## YOUR OBJECTIVE
Output each entry in full so that the result matches the data exactly.

MATERIAL FOR THIS TASK START

PR #152, opened 2020-10-17
Make all Buttons/Dropdowns have Pointers

hahnbeelee:
### Summary 
Went through the website and added `cursor: pointer;` to places where they were needed.

### Test Plan
Check all dropdowns and buttons and make sure that when you hover over them, the cursor becomes a pointer


src/components/Modals/CourseMenu.vue
```diff
@@ -191,7 +191,7 @@ export default {
     justify-content: space-between;
     padding: 0.5rem 1rem;
     position: relative;
-
+    cursor: pointer;
```
hanywang2, line 194: @willespencer so typically when a style is repeated, I have the opinion that it's better to just put that into its own class like "cursor-pointer" than to put it into every class. Wdyt?

hanywang2 (commented):
Left some thoughts but generally LGTM

src/components/Modals/CourseMenu.vue
hahnbeelee: yeah, i was thinking about doing that initially and then i realized that i was adding the class pointer everywhere on the template. so, i kinda looked at the pre-existing classes, and concluded that adding the 1-liner `cursor: pointer;` to the css seemed more concise.

src/components/RequirementHeader.vue
```diff
@@ -6,14 +6,14 @@
     </div>
       <!-- TODO change for multiple colleges -->
       <div v-if="reqIndex==2" class="major">
-        <div :style="{'border-bottom': major.display ? `2px solid #${reqGroupColorMap[req.group][0]}` : ''}"
+        <div :style="{'border-bottom': major.display ? `2px solid #${reqGroupColorMap[req.group][0]}` : '', 'cursor': majors.length > 1 ? 'pointer' : '' }"
```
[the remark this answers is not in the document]
hahnbeelee: addressed!

src/components/Modals/CourseMenu.vue
```diff
@@ -42,8 +42,8 @@
           <span class="courseMenu-text">Edit Credits</span>
         </div>
         <img v-if="!isLeft" class="courseMenu-arrow" src="@/assets/images/sidearrow.svg" />
-         <div v-if="displayEditCourseCredits" class="courseMenu-content courseMenu-editCredits courseMenu-centerCredits"
-         :class="{'courseMenu-editCredits--left': isLeft }">
+          <div v-if="displayEditCourseCredits" class="courseMenu-content courseMenu-editCredits courseMenu-centerCredits"
```
willespencer, line 45: Ok this is super nitpicky - but was this improperly indented before or did you accidently change it?

src/components/Modals/CourseMenu.vue
willespencer: Yeah what Han said is def good practice, but I also agree with Hahnbee that this is more concise in this specific case, plus we don't really do that anywhere in our codebase as of now 😕. So leaning towards leaving it as is.

src/components/RequirementHeader.vue
```diff
@@ -133,8 +140,8 @@ export default {
   }
 }
 .btn:focus,.btn:active {
-   outline: none !important;
-   box-shadow: none;
+  outline: none !important;
```
willespencer, line 143: Same question here as above.

willespencer (approved):
Looks great! Everything seems to now have the correct pointers, except the Onboarding modal but that will need to be updated later anyway 😄. Just left a small comment, but once you respond and I look at it you can merge this in!

src/components/Modals/CourseMenu.vue
hahnbeelee: i think every indentation change i made was because my extension "indent rainbow" shows me it's incorrect - this is how it looked before i changed it.
Screen Shot 2020-10-18 at 9 24 53 PM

MATERIAL FOR THIS TASK END

## RESPONSE
PR #152, opened 2020-10-17
Make all Buttons/Dropdowns have Pointers

hahnbeelee:
### Summary 
Went through the website and added `cursor: pointer;` to places where they were needed.

### Test Plan
Check all dropdowns and buttons and make sure that when you hover over them, the cursor becomes a pointer


src/components/Modals/CourseMenu.vue
```diff
@@ -191,7 +191,7 @@ export default {
     justify-content: space-between;
     padding: 0.5rem 1rem;
     position: relative;
-
+    cursor: pointer;
```
hanywang2, line 194: @willespencer so typically when a style is repeated, I have the opinion that it's better to just put that into its own class like "cursor-pointer" than to put it into every class. Wdyt?

hanywang2 (commented):
Left some thoughts but generally LGTM

src/components/Modals/CourseMenu.vue
hahnbeelee: yeah, i was thinking about doing that initially and then i realized that i was adding the class pointer everywhere on the template. so, i kinda looked at the pre-existing classes, and concluded that adding the 1-liner `cursor: pointer;` to the css seemed more concise.

src/components/RequirementHeader.vue
```diff
@@ -6,14 +6,14 @@
     </div>
       <!-- TODO change for multiple colleges -->
       <div v-if="reqIndex==2" class="major">
-        <div :style="{'border-bottom': major.display ? `2px solid #${reqGroupColorMap[req.group][0]}` : ''}"
+        <div :style="{'border-bottom': major.display ? `2px solid #${reqGroupColorMap[req.group][0]}` : '', 'cursor': majors.length > 1 ? 'pointer' : '' }"
```
[the remark this answers is not in the document]
hahnbeelee: addressed!

src/components/Modals/CourseMenu.vue
```diff
@@ -42,8 +42,8 @@
           <span class="courseMenu-text">Edit Credits</span>
         </div>
         <img v-if="!isLeft" class="courseMenu-arrow" src="@/assets/images/sidearrow.svg" />
-         <div v-if="displayEditCourseCredits" class="courseMenu-content courseMenu-editCredits courseMenu-centerCredits"
-         :class="{'courseMenu-editCredits--left': isLeft }">
+          <div v-if="displayEditCourseCredits" class="courseMenu-content courseMenu-editCredits courseMenu-centerCredits"
```
willespencer, line 45: Ok this is super nitpicky - but was this improperly indented before or did you accidently change it?

src/components/Modals/CourseMenu.vue
willespencer: Yeah what Han said is def good practice, but I also agree with Hahnbee that this is more concise in this specific case, plus we don't really do that anywhere in our codebase as of now 😕. So leaning towards leaving it as is.

src/components/RequirementHeader.vue
```diff
@@ -133,8 +140,8 @@ export default {
   }
 }
 .btn:focus,.btn:active {
-   outline: none !important;
-   box-shadow: none;
+  outline: none !important;
```
willespencer, line 143: Same question here as above.

willespencer (approved):
Looks great! Everything seems to now have the correct pointers, except the Onboarding modal but that will need to be updated later anyway 😄. Just left a small comment, but once you respond and I look at it you can merge this in!

src/components/Modals/CourseMenu.vue
hahnbeelee: i think every indentation change i made was because my extension "indent rainbow" shows me it's incorrect - this is how it looked before i changed it.
Screen Shot 2020-10-18 at 9 24 53 PM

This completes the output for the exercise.